By Stephanie Lefebvre
Some people believe that one person can’t make a difference in the world. But last summer, five inspired women proved that’s not true, making a difference in five different worlds.
As part of an international exchange, Martina Zvalena, Tracey Kramer, Emma Wichers, Edom Gebeyehu and Amanda Guthrie, level four students in the bachelor of science in nursing program at Conestoga College, were offered the chance to spend three months in a different part of the world. In Argentina, Nicaragua, Zambia, Kenya and Thailand, the five women were able to see nursing through different eyes.
At an informational session on Oct. 22, three of these nursing students were available to share their experiences with anyone who wanted to know more about doing an international nursing exchange.
There, they were able to tell students and faculty alike about a variety of different topics, including how difficult it was to adjust to accommodations, the cost of their stay and what they learned.
The students opened up about why they chose each locale, the role they took while they were there, the highlights of their stay, what they learned and what they were able to teach the communities they were in.

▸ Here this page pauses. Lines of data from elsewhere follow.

PR #346, opened 2020-07-29
Exclude jenkins.war and executable-war.jar from Jenkinsfile Runner bundles

oleg-nenashev:
This change removes the `jenkins.war` and `executable-war.jar` resources which were present in the APP packages. It has a massive impact on the bundle size while not having any impact on behavior of Jenkinsfile Runner in all configurations.

* `jenkinsfile-runner-standalone.jar` size was reduced  from 146.5 MB to 82 MB
* `jenkinsfile-runner-standalone.zip` size was reduced from 140 MB  to 75.5 MB
* Vanilla Docker image sizes are reduced by ~70Mb. It is approximately a 20% size reduction for the smallest image.

Contributes to #226 . It worth mentioning that the jenkins-core.jar and plugin JARs remain present in the bundles produced by the `app` module, so there is still some overhead and classloading conflict risks. I plan to submit a separate pull request for it so that these components stop including JARs at all (and maybe adding a separate package for that so that we do not have to pass `--war` and `--plugins` when classpath is ready... at all

PR #348, opened 2020-07-30
Update the Custom WAR Packager demos to use the new plugins and the Jenkins core

oleg-nenashev:
It should address https://github.com/jenkinsci/jenkinsfile-runner/pull/346#issuecomment-665920807 from @PierreBtz


oleg-nenashev:
I will merge it to start assembling the master branch. There are some changes I am working on, and I would like to avoid massive merge conflicts

PierreBtz:
Late to the party but I confirm this fixes the issue raised in #346

Issue #241, opened 2020-01-02
startup speed option


shurikg:
I run the below command and it's take ~11 sec till I see the output from the pipeline.

How can I reduce the start time of jenkinfile-runner ?
```
/users/kube/jenkins-runner -w /users/kube/jenkins -p /users/kube/jenkins_home/plugins -f myJenkinsfile
```

oleg-nenashev:
It is hard to say anything without startup logs and a list of plugin/core versions

shurikg:
where can I find the startup log?

oleg-nenashev:
Sorry, missed the question.
Apparently I also hit the slow startup issue on Windows when using a Vanilla package. With prepared classpath a significant part of the startup time comes from loading extensions. It is not exactly a new discovery, caching the extension list was on the table for JFR for a while.

![image](https://user-images.githubusercontent.com/3000480/81486502-79b4f800-9255-11ea-9ba7-9d2992fcf744.png)

oleg-nenashev:
Curiously, https://github.com/jenkinsci/branch-api-plugin/blob/170e7717413ebaec6e7144fb35344b609fcebe1a/src/main/java/jenkins/branch/CustomOrganizationFolderDescriptor.java#L131-L139 is a major contributor. Likely it happens due to the execution before all extensions are cached.

I could add a High-performance version of ExtensionFinder with caching, but it might be easier to just replace the entire plugin strategy implementation and event the PluginManager.

oleg-nenashev:
I might have a patch submitted in a few days. After extension point optimization I was able to bring down the startup time from 4sec average to around 800ms in the Vanilla image.

shurikg:
thanks for the info, I will try to use the new version.

bennymestel:
Hey @oleg-nenashev was this issue released ? was the run time able to be reduced?

oleg-nenashev:
@bennymestel Right now it is rather an EPIc, not a single change to deliver. I am gradually improving the performance in Jenkinsfile Runner. There is a lot of other things to do, but the recent versions should be considerably better.  If you see any particular issues, please report them separately so that we could tackle them.

PR #358, opened 2020-08-11
Optimize the memory footprint by not keeping stacktraces in AntClassLoader

oleg-nenashev:
These stacktraces are ignored in `ClassicPluginStrategy` anyway... While seemingly minor, this change actually removes more than 200Mb in total heap allocations. I have no access to Intellij IDEA Pro, so no exact metrics. 

* Profiling can be reproduced in https://github.com/jenkinsci/ci.jenkins.io-runner/pull/364

## After

image

## Before (ignore first seconds of slow initialization)

image

Contributes to #241


oleg-nenashev:
Closing in favor of https://github.com/jenkinsci/jenkins/pull/4957 which should achieve the same without any patches on the JFR side. Jenkins core update will be needed

PR #364, opened 2020-09-16
WorkflowJob.resumeBlocked = true

jglick:
There can be no resuming in JFR mode, so do not even pretend.
As a side effect this sets PERFORMANCE_OPTIMIZED as before.


oleg-nenashev (approved):
There might be resuming Pipeline in the future with external Pipeline stage storage, but not now. Thanks for the patch @jglick !

jglick:
Context: [JENKINS-63706](https://issues.jenkins-ci.org/browse/JENKINS-63706)

oleg-nenashev:
@jglick could you please suggest a changelog entry? I can try measuring the performance difference, But I am not sure that anything changes in practice after looking into the code of the current implementations.

jglick:
> I am not sure that anything changes in practice

Not sure if anything does now, but with https://github.com/jenkinsci/workflow-cps-plugin/pull/377 it would.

The exchange has been offered through Conestoga College since 2004, but this was the first time each student visited a unique locale, one that had never taken a student before.
Tracey Kramer, who went to the Roberto Clemente Santa Ana Health Clinic in Nicaragua, chose that locale because it was the poorest country in Central America, but it was also stable enough that she felt she could bring her family with her.
While she was there, she educated the people about diabetes, nutrition, clean water and general hygiene. She also noticed the differences in culture.
“I learned a lot about family-centred nursing,” said Kramer. “When I was at the clinic, I don’t think I saw one patient who didn’t have a family member with them.”
That was different than what she was used to.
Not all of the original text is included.